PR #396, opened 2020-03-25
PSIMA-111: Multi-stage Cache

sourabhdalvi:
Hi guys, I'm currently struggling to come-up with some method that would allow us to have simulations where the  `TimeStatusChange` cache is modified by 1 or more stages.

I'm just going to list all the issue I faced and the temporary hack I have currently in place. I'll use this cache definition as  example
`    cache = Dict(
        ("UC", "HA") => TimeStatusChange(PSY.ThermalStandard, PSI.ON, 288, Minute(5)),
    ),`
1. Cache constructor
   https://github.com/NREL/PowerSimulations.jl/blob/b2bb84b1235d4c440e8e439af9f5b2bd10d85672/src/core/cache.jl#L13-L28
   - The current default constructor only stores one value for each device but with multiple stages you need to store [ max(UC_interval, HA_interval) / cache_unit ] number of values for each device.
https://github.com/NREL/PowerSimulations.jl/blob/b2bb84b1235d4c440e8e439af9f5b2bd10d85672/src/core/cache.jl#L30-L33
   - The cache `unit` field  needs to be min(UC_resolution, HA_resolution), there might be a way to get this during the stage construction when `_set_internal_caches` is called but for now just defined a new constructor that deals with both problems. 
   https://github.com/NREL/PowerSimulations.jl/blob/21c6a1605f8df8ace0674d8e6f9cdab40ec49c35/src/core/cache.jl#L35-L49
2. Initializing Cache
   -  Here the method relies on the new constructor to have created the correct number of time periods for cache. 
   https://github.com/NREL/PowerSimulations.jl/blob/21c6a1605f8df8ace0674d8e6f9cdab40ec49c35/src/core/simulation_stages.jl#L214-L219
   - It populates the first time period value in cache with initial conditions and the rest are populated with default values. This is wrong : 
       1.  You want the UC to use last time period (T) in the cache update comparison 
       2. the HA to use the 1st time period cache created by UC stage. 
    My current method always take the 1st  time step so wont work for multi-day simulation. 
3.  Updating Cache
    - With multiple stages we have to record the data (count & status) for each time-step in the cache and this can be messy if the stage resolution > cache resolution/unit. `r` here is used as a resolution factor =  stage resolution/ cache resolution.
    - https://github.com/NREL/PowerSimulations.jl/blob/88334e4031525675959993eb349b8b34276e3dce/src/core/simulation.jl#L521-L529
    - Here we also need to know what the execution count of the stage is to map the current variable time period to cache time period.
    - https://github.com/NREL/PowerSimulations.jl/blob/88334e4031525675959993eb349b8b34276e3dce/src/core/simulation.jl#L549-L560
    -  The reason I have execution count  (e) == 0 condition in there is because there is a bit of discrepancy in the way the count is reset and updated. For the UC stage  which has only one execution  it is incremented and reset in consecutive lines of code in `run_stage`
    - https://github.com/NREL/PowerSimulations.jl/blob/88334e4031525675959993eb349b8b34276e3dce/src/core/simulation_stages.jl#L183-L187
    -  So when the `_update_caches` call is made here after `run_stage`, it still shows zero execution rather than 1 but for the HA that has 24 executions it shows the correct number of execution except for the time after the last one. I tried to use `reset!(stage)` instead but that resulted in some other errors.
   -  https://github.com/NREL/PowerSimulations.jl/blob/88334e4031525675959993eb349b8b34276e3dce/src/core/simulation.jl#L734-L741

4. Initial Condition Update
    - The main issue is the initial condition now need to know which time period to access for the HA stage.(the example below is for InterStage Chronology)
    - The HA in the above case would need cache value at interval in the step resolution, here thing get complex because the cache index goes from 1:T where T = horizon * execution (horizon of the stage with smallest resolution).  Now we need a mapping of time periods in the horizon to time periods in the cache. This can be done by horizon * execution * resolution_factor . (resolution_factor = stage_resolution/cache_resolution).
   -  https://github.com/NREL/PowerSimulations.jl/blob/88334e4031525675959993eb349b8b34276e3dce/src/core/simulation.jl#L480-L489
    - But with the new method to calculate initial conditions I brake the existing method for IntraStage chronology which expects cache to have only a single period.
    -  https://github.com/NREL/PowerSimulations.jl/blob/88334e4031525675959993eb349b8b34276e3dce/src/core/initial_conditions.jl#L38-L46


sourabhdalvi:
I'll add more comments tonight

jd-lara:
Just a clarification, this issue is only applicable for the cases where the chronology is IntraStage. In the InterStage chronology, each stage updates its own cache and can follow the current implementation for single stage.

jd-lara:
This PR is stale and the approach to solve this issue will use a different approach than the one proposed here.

____________________

Search the entries for the word "TimeStatusChange" and gather every line where it appears.

→ **Result for this exercise**
Hi guys, I'm currently struggling to come-up with some method that would allow us to have simulations where the  `TimeStatusChange` cache is modified by 1 or more stages.
        ("UC", "HA") => TimeStatusChange(PSY.ThermalStandard, PSI.ON, 288, Minute(5)),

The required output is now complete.